Whitehot Magazine
"The Best Art In The World"
When Three is Company: Adam Liam Rose, Eric Rhein, and Zachari Logan
CLAMP, NY
By ALEXANDRIA DETERS March, 2023
I knew I was going to love what I saw when heading toward Clamp after work on Friday night. What a title, The Edge of All Things. What does that even mean? Is it the edge of the beginning or is it the edge of the end? Or is it complete surrender to the unknown?

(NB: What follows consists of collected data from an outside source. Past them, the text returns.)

PR #5023, opened 2021-06-18
[Update] [weave.lic] Changed weave to use hometown setting. 

Dartellum:
Added all information to base-crafting for loom-rooms and made definition to find empty room with loom.

### DIFF
--- a/common-crafting.lic
+++ b/common-crafting.lic
@@ -78,6 +78,16 @@ module DRCC
     end
   end
 
+  def find_loom_room(hometown, override = nil)
+    if override
+      DRCT.walk_to(override)
+    else
+      loomrooms = get_data('crafting')['tailoring'][hometown]['loom-rooms']
+      idle_room = get_data('crafting')['tailoring'][hometown]['idle-room']
+      DRCT.find_sorted_empty_room(loomrooms, idle_room)
+    end
+  end
+
   def find_shaping_room(hometown, override = nil)
     if override
       DRCT.walk_to(override)
--- a/common-crafting.lic
+++ b/common-crafting.lic
@@ -82,9 +82,9 @@ module DRCC
     if override
       DRCT.walk_to(override)
     else
-      loomrooms = get_data('crafting')['tailoring'][hometown]['loom-rooms']
+      loom_rooms = get_data('crafting')['tailoring'][hometown]['loom-rooms']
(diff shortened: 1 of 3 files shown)


common-crafting.lic
```diff
@@ -78,6 +78,16 @@ module DRCC
     end
   end
 
+  def find_loom_room(hometown, override = nil)
+    if override
+      DRCT.walk_to(override)
+    else
+      loomrooms = get_data('crafting')['tailoring'][hometown]['loom-rooms']
+      idle_room = get_data('crafting')['tailoring'][hometown]['idle-room']
+      DRCT.find_sorted_empty_room(loomrooms, idle_room)
```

The works by Zachari Logan, Eric Rhein, and Adam Liam Rose contemplate this statement in the three-person exhibition “Edge of All Things” on view through March 4, 2023 at CLAMP, New York, NY. How did these three queer male artists, ranging in age, beginning with Rhein (b.1961), followed by Logan (b. 1980), and finally Rose (b. 1990), come together to form this show? It starts with Canadian artist Logan, who was originally supposed to have a solo show at CLAMP. Instead, he asked, and was allowed, to bring into being a conversation with two other artists whose work he admired. Why would Logan do this? An artist willing to give up a solo show opportunity to not just share a space with one artist, but two! Well, it seemed obvious to me, because it’s the queer thing to do. To constantly give to your community, chosen family- wanting every member of it to succeed as much or even more than you - it's so…queer. Being a part of the queer community can be likened to being a part of a large family that wants you to succeed just as much as they want to.
In addition to the unique way this exhibition came about; Rhein, Logan, and Rose were all present for the install, (if you have ever worked in a gallery you know how tedious/nightmarish this can be). Rather than it being painful with one trying to outshine the other in placement, they instead, focused on best placements for the works as a whole and what having them displayed together meant.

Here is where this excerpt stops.